Input records:

-- Opening Marker --

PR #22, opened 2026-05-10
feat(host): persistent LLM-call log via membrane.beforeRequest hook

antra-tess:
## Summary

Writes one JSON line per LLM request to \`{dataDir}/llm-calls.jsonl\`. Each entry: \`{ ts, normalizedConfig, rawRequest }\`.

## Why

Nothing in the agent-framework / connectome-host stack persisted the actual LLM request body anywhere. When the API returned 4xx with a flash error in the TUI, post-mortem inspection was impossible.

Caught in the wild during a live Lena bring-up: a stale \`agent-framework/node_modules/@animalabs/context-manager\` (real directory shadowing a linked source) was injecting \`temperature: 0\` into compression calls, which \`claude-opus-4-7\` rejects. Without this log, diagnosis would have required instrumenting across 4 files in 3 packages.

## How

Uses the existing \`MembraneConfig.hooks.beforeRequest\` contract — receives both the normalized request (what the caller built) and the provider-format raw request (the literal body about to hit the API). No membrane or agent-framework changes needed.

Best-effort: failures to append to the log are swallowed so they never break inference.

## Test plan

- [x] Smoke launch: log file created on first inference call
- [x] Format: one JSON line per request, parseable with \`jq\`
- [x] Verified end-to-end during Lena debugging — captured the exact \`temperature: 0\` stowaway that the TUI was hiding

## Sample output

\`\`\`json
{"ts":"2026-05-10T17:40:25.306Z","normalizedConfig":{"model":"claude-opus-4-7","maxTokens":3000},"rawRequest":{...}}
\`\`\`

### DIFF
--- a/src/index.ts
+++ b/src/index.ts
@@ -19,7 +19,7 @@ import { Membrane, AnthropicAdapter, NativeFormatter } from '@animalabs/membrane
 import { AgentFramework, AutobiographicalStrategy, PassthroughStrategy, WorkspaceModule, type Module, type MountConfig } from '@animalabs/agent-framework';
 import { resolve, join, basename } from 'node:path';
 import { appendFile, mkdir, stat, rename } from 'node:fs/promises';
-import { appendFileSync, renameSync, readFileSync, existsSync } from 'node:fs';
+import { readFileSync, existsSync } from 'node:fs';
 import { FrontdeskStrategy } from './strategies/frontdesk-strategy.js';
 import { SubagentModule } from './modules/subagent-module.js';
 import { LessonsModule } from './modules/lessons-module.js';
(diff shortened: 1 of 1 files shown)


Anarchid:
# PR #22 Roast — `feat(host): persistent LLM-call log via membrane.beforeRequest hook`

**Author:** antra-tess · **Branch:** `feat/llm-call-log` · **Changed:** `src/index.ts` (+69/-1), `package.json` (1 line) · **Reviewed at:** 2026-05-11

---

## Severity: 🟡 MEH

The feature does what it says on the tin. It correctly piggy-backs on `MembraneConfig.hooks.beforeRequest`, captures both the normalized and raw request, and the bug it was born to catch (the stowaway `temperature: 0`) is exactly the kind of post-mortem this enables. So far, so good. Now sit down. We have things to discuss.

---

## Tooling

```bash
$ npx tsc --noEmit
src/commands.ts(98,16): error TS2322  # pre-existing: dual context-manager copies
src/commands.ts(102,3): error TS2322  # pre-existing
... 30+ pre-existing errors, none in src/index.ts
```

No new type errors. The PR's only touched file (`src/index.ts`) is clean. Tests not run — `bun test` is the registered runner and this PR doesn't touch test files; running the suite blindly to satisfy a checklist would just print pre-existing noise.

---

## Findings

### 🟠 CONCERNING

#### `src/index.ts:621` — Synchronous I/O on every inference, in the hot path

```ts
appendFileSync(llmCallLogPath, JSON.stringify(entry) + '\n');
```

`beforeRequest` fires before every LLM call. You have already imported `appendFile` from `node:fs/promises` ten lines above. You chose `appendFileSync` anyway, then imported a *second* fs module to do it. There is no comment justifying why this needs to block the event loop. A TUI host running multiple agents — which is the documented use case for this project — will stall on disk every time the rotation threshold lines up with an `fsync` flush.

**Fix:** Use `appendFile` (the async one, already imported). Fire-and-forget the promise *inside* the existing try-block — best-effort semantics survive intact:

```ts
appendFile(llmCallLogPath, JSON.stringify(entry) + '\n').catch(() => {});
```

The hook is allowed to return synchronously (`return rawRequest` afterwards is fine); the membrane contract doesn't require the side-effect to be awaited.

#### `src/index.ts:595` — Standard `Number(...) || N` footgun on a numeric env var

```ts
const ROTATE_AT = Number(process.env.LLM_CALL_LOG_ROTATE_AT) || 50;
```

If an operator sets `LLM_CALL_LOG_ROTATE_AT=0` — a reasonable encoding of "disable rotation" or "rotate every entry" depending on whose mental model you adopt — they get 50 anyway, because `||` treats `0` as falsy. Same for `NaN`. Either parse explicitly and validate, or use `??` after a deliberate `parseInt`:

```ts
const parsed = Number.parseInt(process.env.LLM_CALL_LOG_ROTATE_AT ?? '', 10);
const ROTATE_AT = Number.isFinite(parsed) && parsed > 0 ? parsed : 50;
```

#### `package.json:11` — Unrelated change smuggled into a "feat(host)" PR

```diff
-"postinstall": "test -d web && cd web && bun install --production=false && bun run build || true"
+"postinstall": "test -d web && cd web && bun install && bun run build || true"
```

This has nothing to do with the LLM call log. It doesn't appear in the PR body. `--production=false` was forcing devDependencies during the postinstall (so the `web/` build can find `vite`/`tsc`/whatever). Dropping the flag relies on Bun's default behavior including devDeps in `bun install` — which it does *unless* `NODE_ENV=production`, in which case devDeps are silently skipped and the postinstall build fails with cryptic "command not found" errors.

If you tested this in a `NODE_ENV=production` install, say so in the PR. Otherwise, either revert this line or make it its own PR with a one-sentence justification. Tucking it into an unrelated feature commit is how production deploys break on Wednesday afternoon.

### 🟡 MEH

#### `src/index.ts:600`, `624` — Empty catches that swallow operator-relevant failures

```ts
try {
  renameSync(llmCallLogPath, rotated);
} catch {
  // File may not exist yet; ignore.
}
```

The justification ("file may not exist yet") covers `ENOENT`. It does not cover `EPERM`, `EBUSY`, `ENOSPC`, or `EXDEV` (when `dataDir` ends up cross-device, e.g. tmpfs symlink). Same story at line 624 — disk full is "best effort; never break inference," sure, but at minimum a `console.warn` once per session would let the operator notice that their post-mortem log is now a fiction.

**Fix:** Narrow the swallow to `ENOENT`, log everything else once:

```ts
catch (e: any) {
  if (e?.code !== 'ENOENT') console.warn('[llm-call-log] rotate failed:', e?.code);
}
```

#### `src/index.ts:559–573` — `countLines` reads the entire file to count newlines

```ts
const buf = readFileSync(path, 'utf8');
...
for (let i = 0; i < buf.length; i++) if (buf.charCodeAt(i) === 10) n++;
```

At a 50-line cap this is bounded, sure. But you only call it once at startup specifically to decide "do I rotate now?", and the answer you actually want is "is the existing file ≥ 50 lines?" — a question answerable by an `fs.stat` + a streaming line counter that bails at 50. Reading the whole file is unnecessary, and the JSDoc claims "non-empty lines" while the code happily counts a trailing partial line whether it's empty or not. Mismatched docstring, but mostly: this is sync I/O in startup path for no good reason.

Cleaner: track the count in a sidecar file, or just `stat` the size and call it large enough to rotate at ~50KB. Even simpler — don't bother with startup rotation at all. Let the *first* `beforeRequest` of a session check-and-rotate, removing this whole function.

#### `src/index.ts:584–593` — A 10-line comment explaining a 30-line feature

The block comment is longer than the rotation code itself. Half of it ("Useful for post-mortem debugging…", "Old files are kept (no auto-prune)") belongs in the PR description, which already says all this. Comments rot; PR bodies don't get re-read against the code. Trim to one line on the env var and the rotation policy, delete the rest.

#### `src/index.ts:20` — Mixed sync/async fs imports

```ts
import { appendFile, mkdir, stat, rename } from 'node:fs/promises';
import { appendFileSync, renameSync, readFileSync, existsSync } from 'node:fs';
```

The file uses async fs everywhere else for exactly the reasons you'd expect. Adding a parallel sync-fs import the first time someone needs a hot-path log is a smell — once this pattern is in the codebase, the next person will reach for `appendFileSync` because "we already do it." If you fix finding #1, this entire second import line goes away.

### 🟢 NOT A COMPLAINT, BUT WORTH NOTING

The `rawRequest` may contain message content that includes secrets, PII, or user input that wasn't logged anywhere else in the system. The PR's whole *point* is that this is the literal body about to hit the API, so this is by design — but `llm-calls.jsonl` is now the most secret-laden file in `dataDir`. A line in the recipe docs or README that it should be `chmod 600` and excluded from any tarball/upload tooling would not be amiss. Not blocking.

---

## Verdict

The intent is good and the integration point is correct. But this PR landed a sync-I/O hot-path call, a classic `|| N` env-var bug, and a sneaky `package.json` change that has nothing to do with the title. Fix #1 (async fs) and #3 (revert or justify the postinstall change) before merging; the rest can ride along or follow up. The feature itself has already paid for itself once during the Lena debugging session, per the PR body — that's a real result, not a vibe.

-- Closing Marker --

Work to complete: Your task is to copy every line in the entries that holds the string "existsSync".

Reply:
-import { appendFileSync, renameSync, readFileSync, existsSync } from 'node:fs';
+import { readFileSync, existsSync } from 'node:fs';
import { appendFileSync, renameSync, readFileSync, existsSync } from 'node:fs';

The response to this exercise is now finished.